Judgments are made for each. Further, when the first heated object is near the fourth heater 20 and the second heated object approaches the inside of the furnace, a G judgment is made because the first heated object has escaped outside the furnace. When the second heated object is near the first heater 2, the judgment is H, and the first heated object escapes from the furnace and the second heated object approaches the inside of the furnace. The program is such that sometimes a determination of I is made for each, thereby alleviating the disturbance in the temperature inside the furnace caused by the passage of the object to be heated inside the furnace. Further, the amount of power supplied to the first to fourth heaters 2, 7, 19, 20 does not become excessive even momentarily, and voltage flicker is prevented from occurring. Moreover, the power supply capacity can be relatively small. Note that the operation mode determiner 28 can be configured by a logic circuit, but a microcomputer may also be used.

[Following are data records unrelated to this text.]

PR #4262, opened 2026-02-03
Add `@poissonians` macro 

isaacsas:
Note: this is very WIP as I've spent a good amount of time iterating with Claude on this, but haven't yet done extensive code review of what it has generated. I'm sure there are places that need updating / changes for various reasons. I'm putting this up now in case anyone has feedback on the basic design (I will stop working on it if there issues with this approach). I will go through this more carefully and drop the WIP once I have carefully reviewed all the code changes.

Longer-term we can expand from this to do better jump classification (i.e. this does the simple thing, and only has jumps with parameters as their rate become a `ConstantRateJump`, with everything else `VariableRateJump`). We can also expand this to support marks and/or Poisson random measures, both of which would build from this anyways. 

# Add `@poissonians` Macro for Inline Poisson Process Differentials

## Summary

This PR introduces the `@poissonians` macro, enabling inline Poisson process differentials in ModelingToolkitBase equations. Poissonian variables represent Poisson counting process increments and are automatically converted to `ConstantRateJump` or `VariableRateJump` objects during system compilation.

### Declaring Poissonians

```julia
@parameters β γ
@variables S(t) I(t) R(t)

# Inline syntax
@poissonians dN_inf(β * S * I) dN_rec(γ * I)

# Block syntax
@poissonians begin
    dN_inf(β * S * I)
    dN_rec(γ * I)
end
```

### Using in Equations

```julia
eqs = [
    D(S) ~ -dN_inf,
    D(I) ~ dN_inf - dN_rec,
    D(R) ~ dN_rec
]

@named sys = System(eqs, t)
compiled_sys = mtkcompile(sys)
```

### Querying Poissonians

```julia
ispoissonian(dN)              # true/false
getpoissonianrate(dN)         # returns the rate expression
ModelingToolkitBase.poissonians(sys)  # all poissonians in system
```

### Controlling save_positions for VRJs

```julia
# Pass save_positions through mtkcompile to control VRJ saving behavior
compiled_sys = mtkcompile(sys; save_positions = (true, true))
```

### Phase 1: Macro and Metadata
- Added `POISSONIAN` to `VariableType` enum
- Added `PoissonianRateCtx` metadata for storing rate expressions
- Implemented `@poissonians` macro with `topoissonian` helper
- Added `ispoissonian` and `getpoissonianrate` accessors

### Phase 2: System Storage
- Added `poissonians` field to `System` struct
- Two-argument constructor auto-detects poissonians from equations
- Variables/parameters from rate expressions are automatically extracted
- Added `poissonians(sys)` accessor with hierarchical subsystem support

### Phase 3: Compilation to Jumps
- `_poissonians_to_jumps` extracts coefficients and builds jump affects
- Automatic classification: `ConstantRateJump` (parameter-only rates) vs `VariableRateJump` (state/time-dependent rates)
- Same poissonian in multiple equations creates single jump with multiple affects
- Mixed continuous/jump dynamics supported (continuous terms retained)
- Merges with explicitly declared jumps
- Errors on nonlinear poissonian usage (e.g., `dN * dN`)
- `save_positions` kwarg flows through `mtkcompile` to VRJs from poissonians
- User-provided VRJs retain their own `save_positions` settings
- `check_no_poissonians` validation ensures `mtkcompile` is called before `JumpProblem`

### Phase 4: Mathematical Correctness
- Integration tests verify simulation statistics match analytical formulas
- Comparison tests against direct JumpProcesses implementations
- Tests cover pure jump, mixed continuous/jump, and jump-diffusion systems

## Example: SIR Model

```julia
@parameters β γ
@variables S(t) I(t) R(t)
@poissonians dN_inf(β * S * I) dN_rec(γ * I)

eqs = [
    D(S) ~ -dN_inf,
    D(I) ~ dN_inf - dN_rec,
    D(R) ~ dN_rec
]

@named sir = System(eqs, t)
compiled = mtkcompile(sir)

# Results in 2 VariableRateJumps with proper affects:
# Jump 1: rate = β*S*I, affects = [S ~ Pre(S) - 1, I ~ Pre(I) + 1]
# Jump 2: rate = γ*I, affects = [I ~ Pre(I) - 1, R ~ Pre(R) + 1]

# Create and solve the JumpProblem
jprob = JumpProblem(compiled, [S => 999.0, I => 1.0, R => 0.0, β => 0.1/1000, γ => 0.01], (0.0, 250.0))
sol = solve(jprob, Tsit5())
```

## Example: Jump-Diffusion

```julia
@parameters μ σ λ γ
@variables X(t)
@brownians dW
@poissonians dN(λ)

# dX = μX dt + σX dW + γ dN
eqs = [D(X) ~ μ * X + σ * X * dW + γ * dN]

@named sys = System(eqs, t)
compiled = mtkcompile(sys)

# Results in:
# - 1 SDE equation: D(X) ~ μ*X with noise σ*X
# - 1 ConstantRateJump: rate = λ, affect = [X ~ Pre(X) + γ]
```

### DIFF
--- a/lib/ModelingToolkitBase/src/systems/systems.jl
+++ b/lib/ModelingToolkitBase/src/systems/systems.jl
@@ -641,19 +641,30 @@ function _poissonians_to_jumps(
         rate === nothing && continue
 
         affects = Equation[]
+        expander = Symbolics.LinearExpander(dN)
 
         for (i, eq) in enumerate(new_eqs)
             # Skip non-differential equations (only handle Differential, not Shift)
             (iscall(eq.lhs) && operation(eq.lhs) isa Differential) || continue
 
-            # Get the variable being differentiated (handles nested derivatives)
-            var, order = var_from_nested_derivative(eq.lhs)
+            # Get the differential operator and check its order
+            # Note: D(D(X)) is represented as Differential(t, 2)(X(t)), so we check the
+            # operator's order field directly rather than using var_from_nested_derivative
+            diff_op = operation(eq.lhs)
+            if diff_op.order != 1
+                throw(ArgumentError(
+                    """
+                    Higher-order derivative equation $eq found in system with poissonians. \
+                    Poissonians are only supported in first-order differential equations.
+                    """
+                ))
+            end
 
-            # Skip higher-order derivatives - jumps only work with first-order ODEs
-            order == 1 || continue
+            # Get the variable being differentiated
+            var, _ = var_from_nested_derivative(eq.lhs)
 
-            # Extract coefficient of dN using linear_expansion
-            coeff, resid, islin = Symbolics.linear_expansion(eq.rhs, dN)
+            # Extract coefficient of dN using cached LinearExpander
+            coeff, resid, islin = expander(eq.rhs)
 
             if !islin
                 throw(
--- a/lib/ModelingToolkitBase/test/poissonians.jl
+++ b/lib/ModelingToolkitBase/test/poissonians.jl
@@ -393,6 +393,23 @@ end
         @test_throws ArgumentError mtkcompile(sys)
     end
 
+    @testset "Error on higher-order derivatives with poissonians" begin
+        @parameters λ
+        @variables X(t) Y(t)
+        @poissonians dN(λ)
+
+        # Any higher-order derivative in a system with poissonians should error
+        # (model is not well-defined with jumps and higher-order derivatives)
+        eqs = [D(D(X)) ~ dN]
+        @named sys = System(eqs, t)
+        @test_throws ArgumentError mtkcompile(sys)
+
+        # Even if poissonian is in a different equation, higher-order derivative errors
+        eqs2 = [D(D(X)) ~ 0, D(Y) ~ dN]
+        @named sys2 = System(eqs2, t)
+        @test_throws ArgumentError mtkcompile(sys2)
+    end
+
     @testset "Merging with explicit jumps" begin
         @parameters λ₁ λ₂
         @variables X(t) Y(t)
--- a/lib/ModelingToolkitBase/test/runtests.jl
+++ b/lib/ModelingToolkitBase/test/runtests.jl
@@ -73,6 +73,7 @@ end
             @safetestset "NonlinearSystem Test" include("nonlinearsystem.jl")
             @safetestset "PDE Construction Test" include("pdesystem.jl")
             @safetestset "JumpSystem Test" include("jumpsystem.jl")
+            @safetestset "Poissonians Test" include("poissonians.jl")
             @safetestset "Optimal Control + Constraints Tests" include("bvproblem.jl")
             @safetestset "print_tree" include("print_tree.jl")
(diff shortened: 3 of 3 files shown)


isaacsas:
One question is if we prefer
```julia
@poissonians a(rate_expr)
```
or 
```julia
@poissonians a [rate = expr]
```
i.e. explicitly typing the rate metadata. The first seems cleaner to me and more inline with what we write mathematically, but the second has the advantage that we can reuse `parse_vars` so don't need any new macro parsing code.

isaacsas:
@AayushSabharwal I think this is good to go assuming the non-broken tests pass. But let me know if you have any feedback. Note that while the amount of code is long, most of it is tests. The MTKBase changes are not too much.

lib/ModelingToolkitBase/src/systems/systems.jl
```diff
@@ -605,6 +610,151 @@ function extract_brownians_to_noise_eqs(sys::AbstractSystem)
...
+
+        for (i, eq) in enumerate(new_eqs)
+            # Skip non-differential equations (only handle Differential, not Shift)
+            (iscall(eq.lhs) && operation(eq.lhs) isa Differential) || continue
+
+            # Get the variable being differentiated (handles nested derivatives)
+            var, order = var_from_nested_derivative(eq.lhs)
+
+            # Skip higher-order derivatives - jumps only work with first-order ODEs
+            order == 1 || continue
```
AayushSabharwal: Should this error if a poissonian is present in a higher-order derivative equation?

lib/ModelingToolkitBase/src/systems/systems.jl
```diff
@@ -605,6 +610,151 @@ function extract_brownians_to_noise_eqs(sys::AbstractSystem)
...
+
+            # Extract coefficient of dN using linear_expansion
+            coeff, resid, islin = Symbolics.linear_expansion(eq.rhs, dN)
```
AayushSabharwal: A faster way to do this which scales better is to cache `expander = Symbolics.LinearExpander(dN)` outside the `enumerate(new_eqs)` loop and use `coeff, resid, islin = expander(eq.rhs)`. I'm not sure how large your systems are so this may be a premature optimization. Feel free to ignore this if the systems aren't very large or the expressions not very deep. The difference will be basically invisible in such cases.

lib/ModelingToolkitBase/src/systems/systems.jl
isaacsas: Yeah, that is a good idea.

lib/ModelingToolkitBase/src/systems/systems.jl
isaacsas: OK, will do. No reason not to use the better method if the change is minor.

isaacsas:
@AayushSabharwal I addressed your comments. I had apparently forgotten to put the new test file in runtests.jl, so I've now added it to InterfaceII right after the jump tests. It passes locally, so hopefully it will now pass on CI. Once that successfully finishes this should be good.

isaacsas:
Thanks!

[Brief explanation of drawings]

Figure 1 is an electric circuit diagram of an electric furnace to which a conventional power adjustment device is applied; Figures a, b, and c in Figure 2 are waveform diagrams of the current supplied to the heater of the electric furnace; Figures 3 to 5; shows one embodiment of the power adjustment device of the present invention, FIG. 3 is an electric circuit diagram, and FIG. 4 a, b,
c, d, e, f, g, h, i, j, k, l are limit pulse waveform diagrams, m in Figure 4 is a sine waveform diagram of AC power supply, a, b, c, d in Figure 5 are A waveform diagram of the current flowing through the heater, e in FIG. 5 is a sine waveform diagram of the AC power supply, and FIG. 6 is an electric circuit diagram of another embodiment of the present invention. 1... Electric furnace, 2, 7, 19, 20... Heater, 5, 10, 23, 24... Thyristor, 6...
...AC power supply, 15, 16, 25, 26...Trigger control circuit, 18...Limit pulse generation circuit, 1
7...Temperature disturbance detector, 27...Heated object position detector, 28...Operation mode determiner.

Claims (1)

[Scope of Claims] 1. A plurality of heaters distributed in an electric furnace are each connected to an AC power source via a thyristor, and an interval of the number of power supply cycles is determined according to the temperature detected by a temperature detector near each of the thyristors. In the cycle control type power adjustment device that controls turn-on of each thyristor by supplying a trigger pulse to the gate of each thyristor in synchronization with the zero voltage of the AC power supply, a temperature change in the electric furnace is detected. a temperature disturbance detector; and a limit pulse for preventing turn-on of each of the thyristors in a periodic pattern that limits the trigger pulse of each of the thyristors so that the overall power consumption is kept approximately constant according to the detection result of the temperature disturbance detector. A cycle control type power adjustment device comprising: a limit pulse generator that generates a limit pulse; and a trigger control circuit that gate-controls each of the trigger pulses using each of the limit pulses and supplies the gates to the gates of each of the thyristors.